#### Work to be completed:
Please copy out every line of the listing below in which the word "files" appears.
━━━
PR #15930, opened 2024-10-15
Revert default mesh materials

### LINKED ISSUE #15799: Revert default mesh material
Yup lets close this in favor of a full remove of the default behavior (including the HasMaterial3d/2d components)

_Originally posted by @cart in https://github.com/bevyengine/bevy/issues/15793#issuecomment-2403421027_

Jondolf:
# Objective

Closes #15799.

Many rendering people and maintainers are in favor of reverting default mesh materials added in #15524, especially as the migration to required component is already large and heavily breaking.

## Solution

Revert default mesh materials, and adjust docs accordingly.

- Remove `extract_default_materials`
- Remove `clear_material_instances`, and move the logic back into `extract_mesh_materials`
- Remove `HasMaterial2d` and `HasMaterial3d`
- Change default material handles back to pink instead of white
    - 2D uses `Color::srgb(1.0, 0.0, 1.0)`, while 3D uses `Color::srgb(1.0, 0.0, 0.5)`. Not sure if this is intended.

There is now no indication at all about missing materials for `Mesh2d` and `Mesh3d`. Having a mesh without a material renders nothing.

## Testing

I ran `2d_shapes`, `mesh2d_manual`, and `3d_shapes`, with and without mesh material components.

### DIFF
--- a/crates/bevy_pbr/src/lib.rs
+++ b/crates/bevy_pbr/src/lib.rs
@@ -422,13 +422,13 @@ impl Plugin for PbrPlugin {
             app.add_plugins(DeferredPbrLightingPlugin);
         }
 
-        // Initialize the default material.
+        // Initialize the default material handle.
         app.world_mut()
             .resource_mut::<Assets<StandardMaterial>>()
             .insert(
                 &Handle::<StandardMaterial>::default(),
                 StandardMaterial {
-                    base_color: Color::WHITE,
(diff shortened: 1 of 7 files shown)


tychedelia (approved):

ecoskey (approved):
Have we decided on not needing/wanting a debug warning at least? Otherwise LGTM

PR #12827, opened 2024-04-01
Consolidate Render(Ui)Materials(2d) into RenderAssets

superdump:
# Objective

- Replace `RenderMaterials` / `RenderMaterials2d` / `RenderUiMaterials` with `RenderAssets` to enable implementing changes to one thing, `RenderAssets`, that applies to all use cases rather than duplicating changes everywhere for multiple things that should be one thing.
- Adopts #8149 

## Solution

- Make RenderAsset generic over the destination type rather than the source type as in #8149 
- Use `RenderAssets<PreparedMaterial<M>>` etc for render materials

---

## Changelog

- Changed:
  - The `RenderAsset` trait is now implemented on the destination type. Its `SourceAsset` associated type refers to the type of the source asset.
  - `RenderMaterials`, `RenderMaterials2d`, and `RenderUiMaterials` have been replaced by `RenderAssets<PreparedMaterial<M>>` and similar.

## Migration Guide

- `RenderAsset` is now implemented for the destination type rather that the source asset type. The source asset type is now the `RenderAsset` trait's `SourceAsset` associated type.

PR #16937, opened 2024-12-22
Remove unnecessary cast in DynamicTextureAtlasBuilder

mgi388:
# Summary 

- I started experimenting if `TextureAtlas` and friends can be moved to `bevy_image`. See [Discord](https://discord.com/channels/691052431525675048/692572690833473578/1320176054911897642) thread.
- While doing that, and moving `DynamicTextureAtlasBuilder` to `bevy_image`, it revealed that `DynamicTextureAtlasBuilder` depends on `bevy_render::GpuImage`, but we can't have `bevy_image` depend on `bevy_render`.
- The reason for the dependency is an assertion introduced in [this PR](https://github.com/bevyengine/bevy/pull/12827/files?show-viewed-files=true&file-filters%5B%5D=#diff-d9afd2170466f4aae340b244bdaa2a80aef58e979268c003878ca6c95860eb37R59).
- [It doesn't seem like there was a specific reason for that change](https://discord.com/channels/691052431525675048/743663924229963868/1320506862067650580), so should be safe to change it.
- So instead of the cast, just look up `asset_usage` directly on the concrete `Image` type.
- Also update the message which referred to a non-existent variable `atlas_texture_handle` (it was renamed during a subsequent refactor PR).

# Testing

- Checked on Discord if there was any known reason this had to stay like this.
- CI builds it.

### DIFF
--- a/crates/bevy_sprite/src/dynamic_texture_atlas_builder.rs
+++ b/crates/bevy_sprite/src/dynamic_texture_atlas_builder.rs
@@ -1,10 +1,7 @@
 use crate::TextureAtlasLayout;
 use bevy_image::{Image, TextureFormatPixelInfo};
 use bevy_math::{URect, UVec2};
-use bevy_render::{
-    render_asset::{RenderAsset, RenderAssetUsages},
-    texture::GpuImage,
-};
+use bevy_render::render_asset::RenderAssetUsages;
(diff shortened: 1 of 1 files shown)


kristoff3r (approved):
Seems reasonable

BenjaminBrienen (approved):

mockersf (approved):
━━━
#### Solution to this problem:
(diff shortened: 1 of 7 files shown)
- The reason for the dependency is an assertion introduced in [this PR](https://github.com/bevyengine/bevy/pull/12827/files?show-viewed-files=true&file-filters%5B%5D=#diff-d9afd2170466f4aae340b244bdaa2a80aef58e979268c003878ca6c95860eb37R59).
(diff shortened: 1 of 1 files shown)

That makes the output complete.